The station relocations, the replacement of instruments, and the change of a procedure for calculating derived climatic quantities from observations are well-known nonclimatic factors that seriously contaminate the worthwhile results in climate study. Prior to embarking on the climatological analysis, therefore, the quality and homogeneity of the utilized data sets should be properly evaluated with metadata. According to the metadata of the Korea Meteorological Administration (KMA), there have been plenty of changes in the procedure computing the daily mean values of temperature, humidity, etc, since 1904. For routine climatological work, it is customary to compute approximate daily mean values for individual days from values observed at fixed hours.
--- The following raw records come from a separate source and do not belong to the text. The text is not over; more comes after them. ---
PR #17, opened 2021-12-21
Add test for C identifier rules

kant2002:
My apologies for creative tests which make your code suffer.

### DIFF
--- a/Cesium.Parser.Tests/LexerTests.cs
+++ b/Cesium.Parser.Tests/LexerTests.cs
@@ -33,4 +33,67 @@ public class LexerTests
             "CloseBrace: }"
         }, tokens);
     }
+
+    [Fact]
+    public void ParametersTest()
+    {
+        const string source = "int main(int argc, char  *argv [ ]) {}";
+        var tokens = GetTokens(source).Select(t => $"{t.Kind}: {t.Text}");
+        Assert.Equal(new[]
+        {
+            "KeywordInt: int",
+            "Identifier: main",
+            "OpenParen: (",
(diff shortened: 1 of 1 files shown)


ForNeVeR:
This is a right direction, but at least some of the failures are caused by the simplicity of [the lexer we've taken from the Yoakke library](https://github.com/LanguageDev/Yoakke/blob/fcc4b7eb0c5180cbe4bad34b4f0c29d26fafb32f/Sources/Core/Yoakke.C.Syntax/CLexer.cs), which doesn't support Unicode, yet.

We may either improve Yoakke lexer (I think that the author would approve that), or just make our own.

I guess I could merge these (in disabled state) and open an issue for someone to pick up (or I can work on this myself later).

kant2002:
After looking at what Roslyn does, I think all "lexers" which are trying to emulate YACC is doomed to fail for compilers.
That idea was only confirmed by https://www.youtube.com/watch?v=wSdV1M7n4gQ
At least 2 languages C# and TypeScript share this philosophy. (What a conicidence). Interestig to hear how other languages look at this problem.

So in short, I definitely propose create own parsers, and our own tokens (also, Yoakke missing whitespaces during lexing phase) but for now that's overkill.

ForNeVeR:
To clarify: yes, we _could_ migrate to a more advanced parser in the future (this project is not an example of using a parser generator). And, yeah, I would like Cesium to fully support Unicode and every strange glyph in a sensible manner.

ForNeVeR (approved):

PR #26, opened 2021-12-22
Explicitly ask in tests for Unicode characters support

### LINKED ISSUE #18: Unicode support in lexer
Currently, we use [a lexer we've taken from the Yoakke library](https://github.com/LanguageDev/Yoakke/blob/fcc4b7eb0c5180cbe4bad34b4f0c29d26fafb32f/Sources/Core/Yoakke.C.Syntax/CLexer.cs), which works really well so far.

One downside is that it doesn't support Unicode (probably because the C standard doesn't mandate its support).

I think that Cesium should fully support Unicode, so we should improve our lexer.

See commented-out tests in https://github.com/ForNeVeR/Cesium/pull/17 which were disabled due to this issue.

kant2002:
Closes #18

### DIFF
--- a/Cesium.Parser.Tests/LexerTests.cs
+++ b/Cesium.Parser.Tests/LexerTests.cs
@@ -85,9 +85,6 @@ public class LexerTests
         yield return new object[] { "9G" };
 
         // This is valid tests which cannot be expressed in Yoakke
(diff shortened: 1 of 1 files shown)


ForNeVeR (approved):
Thanks!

In the KMA, fixed hours were totally 5 times changed: at four-hourly, four-hourly interval with additional 12 hour, eight-hourly, six-hourly, three-hourly intervals. In this paper, the homogeneity in the daily mean temperature dataset of the KMA was assessed with the consistency and efficiency of point estimators. We used the daily mean calculated from the 24 hourly readings as a potential true value. Approximate daily means computed from temperatures observed at different fixed hours have statistically different properties. So this inhomogeneity in KMA climate data should be kept in mind if you want to analysis secular aspects of Korea climate using this data set.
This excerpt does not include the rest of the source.